4.1. Creating the NodePort Service
First, let’s use the expose command to create a Service with the type NodePort:
$ kubectl expose deploy redis-dev --port 6379 --type NodePort -n dev
service/redis-dev exposed
Next, let’s verify that the Service has been created:
$ kubectl get svc -n dev
NAME TYPE CLUSTER-IP EXTERNAL-IP PORT(S) AGE
redis-dev NodePort 10.111.147.176 <none> 6379:30243/TCP 2s
Here, we can see that the Service type is NodePort. In the second-to-last column, it shows that the Kubernetes node’s port 30243 is mapped to the pod’s port 6379.
Now, we can use the IP address of the Kubernetes node and port 30243 from outside the cluster to access the Redis server. Let’s see this in action.
4.2. Using the URL of the NodePort Service
First, let’s find the IP address of the Kubernetes node:
$ kubectl get nodes -o wide
NAME STATUS ROLES AGE VERSION INTERNAL-IP EXTERNAL-IP OS-IMAGE KERNEL-VERSION CONTAINER-RUNTIME
baeldung Ready control-plane 24h v1.28.3 192.168.49.2 <none> Ubuntu 22.04.3 LTS 5.15.0-41-generic docker://24.0.7
Here, we’ve used the -o wide option with the Node objects to show the additional fields.
In the above output, the column with the header INTERNAL-IP shows the Kubernetes node’s IP address.
Now, from the external machine, let’s connect to the Redis server using 192.168.49.2 as a hostname, 30243 as a port number, and execute the PING command:
$ redis-cli -h 192.168.49.2 -p 30243 PING
PONG
Here, we can see that the Redis server responds with a PONG message.
4.3. Cleaning Up
In the next section, we’re going to see the usage of the LoadBalancer service. But before that, let’s do the cleanup of the NodePort service from the dev namespace:
$ kubectl delete svc redis-dev -n dev
service "redis-dev" deleted
5. Finding the URL of the LoadBalancer Service
Just like the NodePort service, the LoadBalancer service also allows external connectivity to the application using the load balancer’s IP address.
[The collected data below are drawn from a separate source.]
PR #591, opened 2020-08-25
[OGUI-330] navigate object timestamp history

graduta:
- [x] PR labels are selected

**Acceptance Criteria:**
History of a timestamp feature is present on pages `objectTree` and `objectView`.  
For both pages:
* Select an object to display (e.g  `qc/TST/External-1/hello_0`)
* Click `i` (info) button to see last modified timestamp
* Ensure last modified timestamp from info panel is the same as the timestamp from the dropdown
* Select a different timestamp (preferably a few hours older so that plot difference it's easily seen) from the dropdown (bottom in the `objectTree` page and top for `objectView`)
* Ensure plot changed
* Ensure  info panel still displays the correct last modified timestamp. It  should not change
* Select a different object (this will request latest information of the object)
* Ensure last modified timestamp from info panel is the same as the timestamp from the dropdown

### DIFF
--- a/QualityControl/lib/CCDBConnector.js
+++ b/QualityControl/lib/CCDBConnector.js
@@ -1,5 +1,5 @@
 const http = require('http');
-const log = new (require('@aliceo2/web-ui').Log)('QCG-CCDBConnector');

To understand this, let’s create a LoadBalancer service:
5.1. Creating the LoadBalancer Service
Let’s use the expose command to create a LoadBalancer service in the dev namespace:
$ kubectl expose deploy redis-dev --port 6379 --type LoadBalancer -n dev
service/redis-dev exposed
5.2. Using the URL of the LoadBalancer Service
Next, let’s use the get command to find the load balancer’s IP address:
$ kubectl get svc -n dev
NAME TYPE CLUSTER-IP EXTERNAL-IP PORT(S) AGE
redis-dev LoadBalancer 10.111.167.249 192.168.49.10 6379:32637/TCP 7s
In this example, the column with the header EXTERNAL-IP represents the LoadBalancer service’s IP address.
In our case, the load balancer’s IP address is 192.168.49.10.
Now, from the external machine, let’s connect to the Redis server using 192.168.49.10 as a hostname and execute the PING command:
$ redis-cli -h 192.168.49.10 PING
PONG
In the output, we can see that the Redis server replies with a PONG message.
6. Cleaning Up
Deleting all unwanted objects to tidy up the cluster is a good practice. This helps us in lowering our costs by reducing hardware consumption.
So, let’s use the delete command to remove the dev and stg namespaces:
$ kubectl delete ns dev
namespace "dev" deleted
$ kubectl delete ns stg
namespace "stg" deleted
This command deletes the namespace itself and all objects that are present in this namespace.
Here, we deleted namespaces directly, as this is the test setup. However, we should be very careful while performing delete operations in the production environment.
7. Conclusion
In this article, we discussed how to find and use the URL of a service in Kubernetes.
First, we saw how to use the ClusterIP service name as a URL from the same and another namespace. Then, we discussed how to find and use the URL of the NodePort service.
Finally, we discussed using the load balancer’s IP address as a service URL.